◆ **Assignment**
Within the entries underneath, how many lines include the string "CastInst"? State only the number.

◆ **Dataset excerpts**
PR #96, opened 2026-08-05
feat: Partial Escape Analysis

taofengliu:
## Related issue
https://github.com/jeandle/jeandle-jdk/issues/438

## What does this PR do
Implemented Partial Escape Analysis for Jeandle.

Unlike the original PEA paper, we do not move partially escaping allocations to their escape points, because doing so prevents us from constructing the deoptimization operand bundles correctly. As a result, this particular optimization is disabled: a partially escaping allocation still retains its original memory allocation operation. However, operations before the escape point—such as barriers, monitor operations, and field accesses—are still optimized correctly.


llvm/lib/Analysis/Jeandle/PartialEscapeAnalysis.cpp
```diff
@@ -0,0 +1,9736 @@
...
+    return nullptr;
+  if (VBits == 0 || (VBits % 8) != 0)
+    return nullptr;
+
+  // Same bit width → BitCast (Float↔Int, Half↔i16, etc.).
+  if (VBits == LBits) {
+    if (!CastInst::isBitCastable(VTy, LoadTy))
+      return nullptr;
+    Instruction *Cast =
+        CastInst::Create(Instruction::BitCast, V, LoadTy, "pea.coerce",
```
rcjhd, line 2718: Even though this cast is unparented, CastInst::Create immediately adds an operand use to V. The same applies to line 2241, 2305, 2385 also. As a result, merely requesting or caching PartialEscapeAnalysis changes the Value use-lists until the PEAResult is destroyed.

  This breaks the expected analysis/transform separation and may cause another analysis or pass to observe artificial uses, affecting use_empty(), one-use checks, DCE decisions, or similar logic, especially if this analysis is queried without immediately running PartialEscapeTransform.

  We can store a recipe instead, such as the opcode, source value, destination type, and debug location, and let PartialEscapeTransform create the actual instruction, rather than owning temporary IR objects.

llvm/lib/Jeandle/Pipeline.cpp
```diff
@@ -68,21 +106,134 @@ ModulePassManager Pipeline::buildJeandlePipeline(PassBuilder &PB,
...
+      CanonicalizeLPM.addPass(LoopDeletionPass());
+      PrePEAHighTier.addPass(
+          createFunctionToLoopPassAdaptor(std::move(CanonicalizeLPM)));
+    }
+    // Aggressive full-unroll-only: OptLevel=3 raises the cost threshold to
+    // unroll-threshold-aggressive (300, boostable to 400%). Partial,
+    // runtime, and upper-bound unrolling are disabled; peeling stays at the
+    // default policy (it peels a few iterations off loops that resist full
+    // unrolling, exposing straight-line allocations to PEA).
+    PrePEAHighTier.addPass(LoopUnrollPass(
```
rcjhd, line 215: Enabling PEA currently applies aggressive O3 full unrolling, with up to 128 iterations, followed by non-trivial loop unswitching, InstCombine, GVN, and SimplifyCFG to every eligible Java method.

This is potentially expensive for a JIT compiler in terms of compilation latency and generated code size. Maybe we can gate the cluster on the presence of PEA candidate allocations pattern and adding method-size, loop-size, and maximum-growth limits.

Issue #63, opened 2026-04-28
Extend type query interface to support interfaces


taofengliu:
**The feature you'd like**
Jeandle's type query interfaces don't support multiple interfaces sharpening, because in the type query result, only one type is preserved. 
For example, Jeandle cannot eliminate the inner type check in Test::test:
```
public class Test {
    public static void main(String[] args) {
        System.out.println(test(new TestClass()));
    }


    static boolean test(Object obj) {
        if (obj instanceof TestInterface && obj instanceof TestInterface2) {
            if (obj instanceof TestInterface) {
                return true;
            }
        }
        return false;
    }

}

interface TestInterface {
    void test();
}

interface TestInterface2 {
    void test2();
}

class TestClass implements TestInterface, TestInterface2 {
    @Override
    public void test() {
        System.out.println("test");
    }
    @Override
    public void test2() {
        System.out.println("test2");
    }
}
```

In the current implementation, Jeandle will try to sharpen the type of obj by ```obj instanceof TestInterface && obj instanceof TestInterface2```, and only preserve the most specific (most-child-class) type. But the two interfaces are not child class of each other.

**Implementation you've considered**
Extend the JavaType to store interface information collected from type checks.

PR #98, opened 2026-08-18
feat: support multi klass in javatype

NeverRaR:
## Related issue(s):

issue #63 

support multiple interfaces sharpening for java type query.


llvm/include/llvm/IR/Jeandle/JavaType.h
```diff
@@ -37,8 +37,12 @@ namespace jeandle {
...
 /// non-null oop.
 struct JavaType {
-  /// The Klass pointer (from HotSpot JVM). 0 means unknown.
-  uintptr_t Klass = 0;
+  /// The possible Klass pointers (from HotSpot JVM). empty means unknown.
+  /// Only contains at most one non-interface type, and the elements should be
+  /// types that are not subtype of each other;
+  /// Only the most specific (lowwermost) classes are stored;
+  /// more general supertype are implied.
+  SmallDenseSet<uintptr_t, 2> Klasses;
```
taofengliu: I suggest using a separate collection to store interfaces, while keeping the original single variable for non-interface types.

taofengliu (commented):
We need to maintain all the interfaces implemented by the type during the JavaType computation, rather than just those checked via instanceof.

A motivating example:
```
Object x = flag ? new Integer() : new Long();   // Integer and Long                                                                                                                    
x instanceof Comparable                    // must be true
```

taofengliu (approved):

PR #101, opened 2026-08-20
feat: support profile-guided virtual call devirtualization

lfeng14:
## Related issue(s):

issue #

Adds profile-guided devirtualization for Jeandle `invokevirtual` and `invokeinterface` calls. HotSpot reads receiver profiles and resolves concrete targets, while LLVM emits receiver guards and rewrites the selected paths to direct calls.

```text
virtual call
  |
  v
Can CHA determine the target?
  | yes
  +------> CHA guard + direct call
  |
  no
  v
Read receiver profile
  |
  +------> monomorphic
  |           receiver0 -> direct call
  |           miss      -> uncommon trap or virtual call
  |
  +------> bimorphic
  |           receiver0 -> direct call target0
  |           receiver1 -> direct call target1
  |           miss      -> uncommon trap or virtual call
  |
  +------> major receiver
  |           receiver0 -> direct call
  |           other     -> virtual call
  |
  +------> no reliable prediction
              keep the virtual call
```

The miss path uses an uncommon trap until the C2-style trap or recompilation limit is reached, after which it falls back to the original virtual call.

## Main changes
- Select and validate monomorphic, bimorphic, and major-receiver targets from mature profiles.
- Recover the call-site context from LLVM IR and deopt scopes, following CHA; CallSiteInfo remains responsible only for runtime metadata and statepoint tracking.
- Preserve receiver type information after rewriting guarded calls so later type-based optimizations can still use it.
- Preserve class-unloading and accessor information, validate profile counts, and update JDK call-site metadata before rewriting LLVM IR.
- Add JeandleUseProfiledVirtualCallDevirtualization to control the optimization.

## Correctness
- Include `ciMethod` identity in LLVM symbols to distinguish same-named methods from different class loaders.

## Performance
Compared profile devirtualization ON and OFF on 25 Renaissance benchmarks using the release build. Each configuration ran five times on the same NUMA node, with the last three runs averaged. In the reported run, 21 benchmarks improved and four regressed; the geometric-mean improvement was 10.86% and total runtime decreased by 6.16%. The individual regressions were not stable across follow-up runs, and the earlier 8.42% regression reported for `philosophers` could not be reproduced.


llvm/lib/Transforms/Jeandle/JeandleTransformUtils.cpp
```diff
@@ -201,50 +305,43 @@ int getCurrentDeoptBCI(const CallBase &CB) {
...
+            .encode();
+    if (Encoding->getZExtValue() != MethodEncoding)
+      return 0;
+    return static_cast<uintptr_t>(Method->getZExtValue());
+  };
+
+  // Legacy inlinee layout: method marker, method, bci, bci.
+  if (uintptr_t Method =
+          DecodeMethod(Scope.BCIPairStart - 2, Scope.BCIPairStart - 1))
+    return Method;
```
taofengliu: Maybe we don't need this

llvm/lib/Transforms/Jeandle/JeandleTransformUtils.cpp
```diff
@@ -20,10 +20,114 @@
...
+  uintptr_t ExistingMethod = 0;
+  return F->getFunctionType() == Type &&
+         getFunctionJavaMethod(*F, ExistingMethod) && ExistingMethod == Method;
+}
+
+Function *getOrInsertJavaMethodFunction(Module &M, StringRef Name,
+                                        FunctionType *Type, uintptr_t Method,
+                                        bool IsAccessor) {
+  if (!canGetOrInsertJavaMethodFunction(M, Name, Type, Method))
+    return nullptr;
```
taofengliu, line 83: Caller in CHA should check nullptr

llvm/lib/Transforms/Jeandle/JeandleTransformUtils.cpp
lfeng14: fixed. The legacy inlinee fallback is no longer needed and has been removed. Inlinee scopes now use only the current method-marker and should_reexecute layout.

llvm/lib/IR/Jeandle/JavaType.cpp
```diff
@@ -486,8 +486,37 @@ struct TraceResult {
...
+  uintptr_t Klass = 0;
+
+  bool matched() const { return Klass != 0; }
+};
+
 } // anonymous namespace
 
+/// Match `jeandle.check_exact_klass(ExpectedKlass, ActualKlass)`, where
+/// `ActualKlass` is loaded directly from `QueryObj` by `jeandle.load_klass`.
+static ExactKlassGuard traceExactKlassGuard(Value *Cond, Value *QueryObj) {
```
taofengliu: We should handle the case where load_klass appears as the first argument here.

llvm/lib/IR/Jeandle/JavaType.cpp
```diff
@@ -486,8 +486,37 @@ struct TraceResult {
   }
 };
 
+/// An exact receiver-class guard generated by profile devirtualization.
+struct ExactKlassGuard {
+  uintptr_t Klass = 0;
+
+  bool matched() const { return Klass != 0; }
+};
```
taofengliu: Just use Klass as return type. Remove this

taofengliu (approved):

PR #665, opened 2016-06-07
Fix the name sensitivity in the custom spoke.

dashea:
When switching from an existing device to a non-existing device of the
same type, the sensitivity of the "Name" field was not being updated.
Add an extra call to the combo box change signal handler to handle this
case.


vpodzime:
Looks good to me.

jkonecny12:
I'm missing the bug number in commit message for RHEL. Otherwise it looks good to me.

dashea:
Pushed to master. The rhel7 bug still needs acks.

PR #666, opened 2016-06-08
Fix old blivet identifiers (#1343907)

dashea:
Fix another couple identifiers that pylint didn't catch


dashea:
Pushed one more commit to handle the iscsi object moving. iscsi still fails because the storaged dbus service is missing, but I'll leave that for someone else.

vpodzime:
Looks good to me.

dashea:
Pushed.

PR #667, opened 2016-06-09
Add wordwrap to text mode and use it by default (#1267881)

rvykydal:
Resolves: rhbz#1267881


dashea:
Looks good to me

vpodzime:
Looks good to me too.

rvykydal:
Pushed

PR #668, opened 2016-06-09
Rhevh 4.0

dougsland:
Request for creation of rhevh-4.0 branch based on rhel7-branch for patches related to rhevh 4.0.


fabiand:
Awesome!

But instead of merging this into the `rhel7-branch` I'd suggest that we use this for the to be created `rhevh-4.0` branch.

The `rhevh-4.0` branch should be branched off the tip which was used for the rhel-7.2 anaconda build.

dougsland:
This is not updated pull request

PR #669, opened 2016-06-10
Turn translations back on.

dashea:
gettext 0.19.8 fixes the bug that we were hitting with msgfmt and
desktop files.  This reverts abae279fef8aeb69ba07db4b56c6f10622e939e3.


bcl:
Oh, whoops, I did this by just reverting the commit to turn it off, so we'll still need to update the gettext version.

◆ **Solution to the problem**
3